# Pygmy Cory,  new arrival !



## dino21 (20 Jun 2020)

Just giving the fish their supper in our community tank  when I noticed something moving on the fine sand in a quiet corner of the tank, to our surprise it was a baby Cory, just over 10mm long.

We added six of them over a year ago and they have seemed quiet happy if a litte elusive, but glad to see conditions good enough for them to breed.   

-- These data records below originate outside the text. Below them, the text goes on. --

PR #13051, opened 2026-04-30
erofs: fix EUCLEAN on directories spanning multiple blocks

### LINKED ISSUE #13050: EROFS: "Structure needs cleaning" on directories spanning multiple blocks
### Description

`getDirentName()` in `pkg/erofs/erofs.go` checks nameLen > MaxNameLen on the raw byte region (filename + block padding) before stripping trailing null bytes. For the trailing dirent in a non-last directory block, this raw region includes null padding to the end of the block, which can easily exceed 255 bytes even though the actual filename is short. The Linux kernel strips padding first, then validates the length.

Any directory whose entries span more than one block can trigger this. Standard EROFS tools read these images fine.

### Steps to reproduce

1. Create an EROFS image containing a directory with enough entries to span multiple 4K blocks (e.g. 80 files with 255-character names).
2. Mount the image in a gVisor container and run find on it.

The script below does both:
```bash
#!/bin/bash
set -eu

WORKDIR=$(mktemp -d)
trap 'rm -rf "$WORKDIR"' EXIT
mkdir -p "$WORKDIR/root/d"

for i in $(seq 1 80); do
  touch "$WORKDIR/root/d/$(printf 'f%0254d' "$i")"
done

chmod 755 "$WORKDIR/root" "$WORKDIR/root/d"
mkfs.erofs -b 4096 "$WORKDIR/img.erofs" "$WORKDIR/root"

BUNDLE="$WORKDIR/bundle"
mkdir -p "$BUNDLE"

cat > "$BUNDLE/config.json" <<EOF
{
  "ociVersion": "1.2.0",
  "process": {
    "terminal": false,
    "user": { "uid": 0, "gid": 0 },
    "cwd": "/",
    "args": ["/usr/bin/find", "/mnt"]
  },
  "root": { "path": "/" },
  "mounts": [{
    "destination": "/mnt", "type": "erofs",
    "source": "$WORKDIR/img.erofs", "options": ["ro"]
  }]
}
EOF

sudo "${RUNSC_PATH:-runsc}" run -bundle="$BUNDLE" "erofs-test-$$"
```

Wonder if there are more around ...?


----------



## jaypeecee (20 Jun 2020)

Hi @dino21 

That's wonderful! Isn't it great when things like this happen? If it's C. pygmaeus and already 10mm long, it's almost half way to adult size!

JPC


----------



## dw1305 (20 Jun 2020)

Hi all,





jaypeecee said:


> If it's C. pygmaeus and already 10mm long,


Looks like _Corydoras habrosus_ , which is a bit bigger than _C. pygmaeus._

cheers Darrel


----------



## jaypeecee (20 Jun 2020)

Hi @dw1305


dw1305 said:


> Looks like _Corydoras habrosus_ , which is a bit bigger than _C. pygmaeus._



You may well be right, Darrel. I have kept both species but one is easily mistaken for the other and vice versa.

JPC


----------



## dino21 (20 Jun 2020)

Hi,

If we remember correctly it was  _Corydoras habrosus_ , some of the adults now quiet big at a good 30mm long, making this little arrival look very small.


----------



## dino21 (21 Jun 2020)

Now seen two, so wonder how many more there may be !  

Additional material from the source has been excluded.